::: The data

PR #1247, opened 2017-09-15
Make RubyGem extension EB use GEM_ envs except if installed with Ruby itself

hajgato:
If I understood correctly, `GEM_PATH` and `GEM_HOME` do not have to be set if extensions installed from `Ruby`. At the old EB, GEM envs were set only if individual gems were installed, not as a bundle. For some reason `make_module_extra(self)` part does not work (also in the previous version)

### DIFF
--- a/easybuild/easyblocks/generic/rubygem.py
+++ b/easybuild/easyblocks/generic/rubygem.py
@@ -29,7 +29,6 @@ EasyBuild support for Ruby Gems, implemented as an easyblock
 @author: Kenneth Hoste (Ghent University)
 """
 import os
-import re
 import shutil
 
 import easybuild.tools.environment as env
--- a/easybuild/easyblocks/generic/rubygem.py
+++ b/easybuild/easyblocks/generic/rubygem.py
@@ -90,7 +90,7 @@ class RubyGem(ExtensionEasyBlock):
             raise EasyBuildError("Ruby module not loaded?")
 
         # this is the 'proper' way to specify a custom installation prefix: set $GEM_HOME
-        if self.cfg.__dict__.get('software_name') != 'Ruby':
+        if not self.is_extension or self.master.name != 'Ruby':
             env.setvar('GEM_HOME', self.installdir)
 
         bindir = os.path.join(self.installdir, 'bin')
@@ -100,6 +100,6 @@ class RubyGem(ExtensionEasyBlock):
         """Extend $GEM_PATH in module file."""
         txt = super(RubyGem, self).make_module_extra()
         # for stand-alone Ruby gem installs, $GEM_PATH needs to be updated
-        if self.cfg.__dict__.get('software_name') != 'Ruby':
+        if not self.is_extension or self.master.name != 'Ruby':
             txt += self.module_generator.prepend_paths('GEM_PATH', [''])
-        return super(RubyGem, self).make_module_extra(txt)
+        return txt
--- a/easybuild/easyblocks/generic/rubygem.py
+++ b/easybuild/easyblocks/generic/rubygem.py
@@ -29,6 +29,7 @@ EasyBuild support for Ruby Gems, implemented as an easyblock
 @author: Kenneth Hoste (Ghent University)
 """
 import os
+import re
 import shutil
 
 import easybuild.tools.environment as env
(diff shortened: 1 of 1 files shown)


easybuild/easyblocks/generic/rubygem.py
```diff
@@ -90,7 +90,7 @@ def install_step(self):
             raise EasyBuildError("Ruby module not loaded?")
 
         # this is the 'proper' way to specify a custom installation prefix: set $GEM_HOME
-        if not self.is_extension:
+        if self.cfg.__dict__.get('software_name') != 'Ruby':
```
boegel: This is a bit dirty, but I think the real question we should ask is why the existing check based on `self.is_extension` doesn't, it should, see https://github.com/easybuilders/easybuild-framework/blob/master/easybuild/framework/extensioneasyblock.py#L88

easybuild/easyblocks/generic/rubygem.py
```diff
@@ -100,6 +100,6 @@ def make_module_extra(self):
         """Extend $GEM_PATH in module file."""
         txt = super(RubyGem, self).make_module_extra()
         # for stand-alone Ruby gem installs, $GEM_PATH needs to be updated
-        if not self.is_extension:
+        if self.cfg.__dict__.get('software_name') != 'Ruby':
             txt += self.module_generator.prepend_paths('GEM_PATH', [''])
-        return txt
+        return super(RubyGem, self).make_module_extra(txt)
```
boegel: Does this actually change anything? What's there should work...

easybuild/easyblocks/generic/rubygem.py
hajgato: I think it does not work, because it is a Bundle. So the gems are installed as extension not as an EasyBlock (rubygem). But I might misunderstand the code.

easybuild/easyblocks/generic/rubygem.py
hajgato: I think the original code was simply not executed. This change, indeed does not make any change, I just simply copied this part from the rpackage EasyBlock.

easybuild/easyblocks/generic/rubygem.py
hajgato: @boegel So how to proceed here?

hajgato:
@boegel  Ping? Can we do something, or this PR is completely dead?

boegel:
@hajgato Sorry, I've been meaning to get back to this but keep getting distracted. My plan was to get this merged for EasyBuild v3.4.1, but other stuff got in between...

easybuild/easyblocks/generic/rubygem.py
boegel: Well, it's wrong as it is now, since we already call out to `super(RubyGem, self).make_module_extra()` when defining `txt`, see above.

It should be reinstated to just `return txt` imho.

easybuild/easyblocks/generic/rubygem.py
boegel: OK, I think I see the problem...

We need to have `$GEM_HOME` set both when installing individual Ruby gems as stand-alone modules, and also when installing a bundle of gems together, but not when installing extensions as a part of a `Ruby` installation (i.e. a "batteries included" Ruby installation).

::::::

**Exercise goal**
From the first line to the last, return the data exactly.

**Exercise answer**
PR #1247, opened 2017-09-15
Make RubyGem extension EB use GEM_ envs except if installed with Ruby itself

hajgato:
If I understood correctly, `GEM_PATH` and `GEM_HOME` do not have to be set if extensions installed from `Ruby`. At the old EB, GEM envs were set only if individual gems were installed, not as a bundle. For some reason `make_module_extra(self)` part does not work (also in the previous version)

### DIFF
--- a/easybuild/easyblocks/generic/rubygem.py
+++ b/easybuild/easyblocks/generic/rubygem.py
@@ -29,7 +29,6 @@ EasyBuild support for Ruby Gems, implemented as an easyblock
 @author: Kenneth Hoste (Ghent University)
 """
 import os
-import re
 import shutil
 
 import easybuild.tools.environment as env
--- a/easybuild/easyblocks/generic/rubygem.py
+++ b/easybuild/easyblocks/generic/rubygem.py
@@ -90,7 +90,7 @@ class RubyGem(ExtensionEasyBlock):
             raise EasyBuildError("Ruby module not loaded?")
 
         # this is the 'proper' way to specify a custom installation prefix: set $GEM_HOME
-        if self.cfg.__dict__.get('software_name') != 'Ruby':
+        if not self.is_extension or self.master.name != 'Ruby':
             env.setvar('GEM_HOME', self.installdir)
 
         bindir = os.path.join(self.installdir, 'bin')
@@ -100,6 +100,6 @@ class RubyGem(ExtensionEasyBlock):
         """Extend $GEM_PATH in module file."""
         txt = super(RubyGem, self).make_module_extra()
         # for stand-alone Ruby gem installs, $GEM_PATH needs to be updated
-        if self.cfg.__dict__.get('software_name') != 'Ruby':
+        if not self.is_extension or self.master.name != 'Ruby':
             txt += self.module_generator.prepend_paths('GEM_PATH', [''])
-        return super(RubyGem, self).make_module_extra(txt)
+        return txt
--- a/easybuild/easyblocks/generic/rubygem.py
+++ b/easybuild/easyblocks/generic/rubygem.py
@@ -29,6 +29,7 @@ EasyBuild support for Ruby Gems, implemented as an easyblock
 @author: Kenneth Hoste (Ghent University)
 """
 import os
+import re
 import shutil
 
 import easybuild.tools.environment as env
(diff shortened: 1 of 1 files shown)


easybuild/easyblocks/generic/rubygem.py
```diff
@@ -90,7 +90,7 @@ def install_step(self):
             raise EasyBuildError("Ruby module not loaded?")
 
         # this is the 'proper' way to specify a custom installation prefix: set $GEM_HOME
-        if not self.is_extension:
+        if self.cfg.__dict__.get('software_name') != 'Ruby':
```
boegel: This is a bit dirty, but I think the real question we should ask is why the existing check based on `self.is_extension` doesn't, it should, see https://github.com/easybuilders/easybuild-framework/blob/master/easybuild/framework/extensioneasyblock.py#L88

easybuild/easyblocks/generic/rubygem.py
```diff
@@ -100,6 +100,6 @@ def make_module_extra(self):
         """Extend $GEM_PATH in module file."""
         txt = super(RubyGem, self).make_module_extra()
         # for stand-alone Ruby gem installs, $GEM_PATH needs to be updated
-        if not self.is_extension:
+        if self.cfg.__dict__.get('software_name') != 'Ruby':
             txt += self.module_generator.prepend_paths('GEM_PATH', [''])
-        return txt
+        return super(RubyGem, self).make_module_extra(txt)
```
boegel: Does this actually change anything? What's there should work...

easybuild/easyblocks/generic/rubygem.py
hajgato: I think it does not work, because it is a Bundle. So the gems are installed as extension not as an EasyBlock (rubygem). But I might misunderstand the code.

easybuild/easyblocks/generic/rubygem.py
hajgato: I think the original code was simply not executed. This change, indeed does not make any change, I just simply copied this part from the rpackage EasyBlock.

easybuild/easyblocks/generic/rubygem.py
hajgato: @boegel So how to proceed here?

hajgato:
@boegel  Ping? Can we do something, or this PR is completely dead?

boegel:
@hajgato Sorry, I've been meaning to get back to this but keep getting distracted. My plan was to get this merged for EasyBuild v3.4.1, but other stuff got in between...

easybuild/easyblocks/generic/rubygem.py
boegel: Well, it's wrong as it is now, since we already call out to `super(RubyGem, self).make_module_extra()` when defining `txt`, see above.

It should be reinstated to just `return txt` imho.

easybuild/easyblocks/generic/rubygem.py
boegel: OK, I think I see the problem...

We need to have `$GEM_HOME` set both when installing individual Ruby gems as stand-alone modules, and also when installing a bundle of gems together, but not when installing extensions as a part of a `Ruby` installation (i.e. a "batteries included" Ruby installation).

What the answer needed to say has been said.